You don’t have to be a doos to live in Stellenbosch. But if you are determined to be a Super Afrikaner, please follow these guidelines:

- Do not be gay. If you are gay, don’t be. No touching of other penises, ever.

- Go to koshuis. Lots of gay things happen there, but it doesn’t make you gay. What happens in Dagbreek, stays in Dagbreek.

- Play rugby, watch rugby, be the rugby.

- Lad it up. Alpha males make the Broeder Bullies weak at the knees.

- Lap it up. Accept invitations to all the right parties. If you are not invited to the right parties, they do not want you there. Move on.

Disgrace of the broeders

Christo Wiese, accepting a lifetime achievement award at 2015’s Sunday Times Top 100 Companies gala, bristled at suggestions that business has a purpose beyond profit.

“We are business people, not politicians,” the now deposed Wiese said at the event. “Or, put differently, the business of business is business. On that basis, we should engage with government not in ideological debates. Those are debates for politicians. We should, however, speak out with respect and constraint on issues that are nonideological and that require pragmatic and practical solutions.”

Pragmatic, practical solutions. How neatly that phrase would come to apply to corporate governance at Steinhoff – and lately at MultiChoice.

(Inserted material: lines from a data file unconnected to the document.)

PR #6392, opened 2020-07-30
Persistent "Hide Deleted Posts" setting

### LINKED ISSUE #6218: Make "Hide Deleted Posts" persistent
Hide Deleted Posts definitely should be persistent across pages.
It is important for moderators that actually want to browse the forums while being e.g. in a screenshare with other non-moderators or perhaps even on a livestream. You can currently work around this by adding custom css, however that is not really a permanent solution.

notbakaneko:
`with_deleted` query string will still override the saved setting, but won't change it, unless the option is toggled.

I was looking at streamlining some of the `with_deleted` handling but it turned out to be quite messy keeping the url param, blade and js state in sync, so I ended up skipping it.

closes #6218

### DIFF
--- a/resources/assets/coffee/_classes/forum.coffee
+++ b/resources/assets/coffee/_classes/forum.coffee
@@ -202,7 +202,7 @@ class @Forum
           forum_posts_show_deleted: +!@showDeleted()
     .done (user) =>
       $.publish 'user:update', user
-      Turbolinks.visit osu.updateQueryString @postUrlN(@currentPostPosition)
+      Turbolinks.visit @postUrlN(@currentPostPosition)
 
 
   initialScrollTo: =>
--- a/resources/assets/coffee/_classes/forum.coffee
+++ b/resources/assets/coffee/_classes/forum.coffee
@@ -199,7 +199,7 @@ class @Forum
       method: 'PUT'
       data:
         user_profile_customization:
-          forum_posts_show_deleted: +!@showDeleted()
+          forum_posts_show_deleted: !@showDeleted()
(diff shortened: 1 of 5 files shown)


resources/assets/coffee/_classes/forum.coffee
```diff
@@ -193,8 +193,17 @@ class @Forum
...
+    return if !@showDeleted()? # you don't see this option unless you're a moderator, anyway
+
+    $.ajax laroute.route('account.options'),
+      method: 'PUT'
+      data:
+        user_profile_customization:
+          forum_posts_show_deleted: +!@showDeleted()
+    .done (user) =>
+      $.publish 'user:update', user
+      Turbolinks.visit osu.updateQueryString @postUrlN(@currentPostPosition)
```
nanaya, line 205: `updateQueryString` not doing anything.

resources/assets/coffee/_classes/forum.coffee
```diff
@@ -193,8 +193,17 @@ class @Forum
...
   toggleDeleted: =>
-    Turbolinks.visit osu.updateQueryString @postUrlN(@currentPostPosition),
-      with_deleted: +!@showDeleted()
+    return if !@showDeleted()? # you don't see this option unless you're a moderator, anyway
+
+    $.ajax laroute.route('account.options'),
+      method: 'PUT'
+      data:
+        user_profile_customization:
+          forum_posts_show_deleted: +!@showDeleted()
```
nanaya, line 202: cast to int not needed

PR #6398, opened 2020-07-31
Add play count for unranked beatmapset card

### LINKED ISSUE #6381: Add play count for unranked beatmapset card
I suggest to add the play count at top right beatmapset card like ranked beatmapset. Currently play count is only displayed in beatmapset page but not displayed in the card.

image

Also related with #6375 so user can see the play count when sorting.

gagahpangeran:
Closed #6381


gagahpangeran:
Swap the column maybe if two column?

**Desktop**

Screenshot from 2020-08-06 13-27-09

**Mobile**

Screenshot from 2020-08-06 13-27-54

nanaya:
That will be a bit confusing when there are both ranked and unranked maps on the list as the numbers will move around.

gagahpangeran:
Ah, I get it.

PR #6866, opened 2020-11-10
Add job to delete user notifications

nanaya:
The question is if

- it's worth handling things gracefully (this PR, the easy way)
  - cleaning up 200M+ rows will take a while
- or do a simple rows delete and figure out how to signal the websocket client to fetch new state and reconcile the data
  - alternatively, dispose current state and start fresh
  - this will involve either:
    - signaling everyone currently connected
    - or fetch `user_id` involved in deletion beforehand

Or both, simple rows delete for now (and break clients) and do things gracefully afterwards? If we set the threshold for initial delete large enough it should only affect minimal number of people (if at all).

This still doesn't do anything to the larger `notifications` table. Although once the `user_notifications` table gets slimmer cleaning up the larger one will be just simple row delete.


peppy:
Already mentioned this multiple times, but the burden of doing large deletes like this on database (and replication) load is quite high, which is why we don't do it anywhere these days. What's wrong with the plan to add partitioning to the tables? Is there a reason not to do it this way? Last we discussed I thought we agreed on that direction.

Trying to avoid needless effort and future issues if/when load increases. Partitions are tried and proven.

notbakaneko:
What's the partitioning scheme going to be?

peppy:
time-based, using `created_at` (see `update_partitions` in `osu-web-10` or `describe table` for any table which already uses this, such as `osu_scores`, `osu_games`, `messages` etc.)

nanaya:
The deletes are done in small batches based on primary key so it shouldn't take up much resources to do.

Doing partition drop will require front end to either figure out the difference before and after the deletes or reset the state. Considering how much people will be actually affected by this I'm not sure it's worth the effort adding specific support for this - the main breakages from what I can tell is just incorrect unread count (and potentially showing deleted notifications but those shouldn't be a problem?).

Actually if we don't mind showing incorrect unread count for some people (who weirdly enough keep notifications unread for long time) we can just do the partition way.

nanaya:
maybe just try running this and see how it goes until the table is partitioned? I've also added option to disable it by setting the max delete per run to 0. @peppy

notbakaneko (approved):
it seems to work 🤔

notbakaneko (approved):

PR #6880, opened 2020-11-17
Include locale in wiki path

### LINKED ISSUE #6817: Wiki articles links should use the locale of the current article
It seems weird that following clicking through a link of an article in one language ends up reverting the language choice.

nanaya:
Resolves #6817.

Changes:
- `/help` part is removed because it's a bit too long otherwise
- images now go under its own path (`/wiki/images/`)
- locale is part of the path, after `/wiki`, before page name (`/wiki/en/Welcome`)
- when showing fallback translation, locale in url and selector button shows the requested locale
  - link to english is shown in the menu
- all links to another wiki page inside the page are relative path so going to another page will keep trying requested locale
  - for example if `/wiki/id/Beatmap` doesn't exist, it'll show the page in English but url stays `/wiki/id/Beatmap` and all wiki links inside still point to `/wiki/id/Page_Name`
  - locale menu will show `id` as current locale, and `en` is listed in the menu
- all pages under `Legal/` are always shown under `/legal/<locale>/Page_Name`
  - accessing under `/wiki` will redirect
  - generating such link using `wiki_url` will still generate url under `/legal/`
  - `index` link in header is removed, `Legal` ("listing") page is the top link instead
- sitemap is now under locale path as well `/wiki/<locale>/Sitemap`, complete with locale menu


nanaya:
Whoever reviewing this should tell me if they want this large PR to be split or not :eyes:

notbakaneko (changes requested):
Going to something like `/api/v2/wiki/en/images/shared/news/banners/monthly-beatmapping-contest.png`
returns a redirect to... `/wiki/images/images/shared/news/banners/monthly-beatmapping-contest.png`

nanaya:
I'm not sure if there's any point having images under api endpoint.

app/Http/Controllers/WikiController.php
```diff
@@ -27,26 +28,56 @@ class WikiController extends Controller
...
-            return ujs_redirect(wiki_url());
+        // redirect to default page if missing all parameters
+        if ($locale === null) {
+            return ujs_redirect(wiki_url(null, $this->locale()));
         }
 
+        // if images slip through the markdown processing, redirect them to the correct place
         if (OsuWiki::isImage($path)) {
-            return $this->showImage($path);
+            return ujs_redirect(route('wiki.image', concat_path([$locale === 'images' ? null : $locale, $path])));
```
notbakaneko, line 44: Shouldn't this also skip adding the locale to the path for images if it's a valid locale?

notbakaneko (approved):

PR #6885, opened 2020-11-19
Add button for reporting forum post

### LINKED ISSUE #4597: Add report button to forum posts
Would be useful to have a report button option for forum posts to either report really old bumps or just a keyboard spam message or something offensive.
Example:
report button 2_000000
report extra spicy_000001

nanaya:
Resolves #4597.


peppy:
Would be great if we could get this one in as a priority (allows updating recently published reporting instructions which are... quite cumbersome).

notbakaneko (approved):
seems working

We’ve all been talking an awful lot about the Guptas’ capture of the state. But they are not the only ones. Broeder Bullies captured the state in apartheid already and have not let go.

The disgrace of the Broeders is a Christmas gift to all progressive Afrikaans people. When we encounter racists at a braai, they can no longer tell us it’s the blacks and three Indians involved in all the mischief. Check this out, oom en tannie. If you can’t trust someone called Christo or Markus, there clearly is no Afrikaner superiority. We’re a nation of Rainbow Monopoly Capital, as Carlos Amato dubbed us in the Sunday Times. It is all South Africans against a handful of rainbow capturers.

From the cooled interiors of their stately homes, the Broeder Bullies still survey their precious town. But in the dying days of 2017, a sleight of hand was called out and an illusion was shattered. The Super Afrikaners have lost their tended veneer of invincibility and respectability.

I left town 17 years ago, but I still wonder what an uncaptured Stellenbosch might look like. If it ever starts raining there again, it would not be the worst place to call home.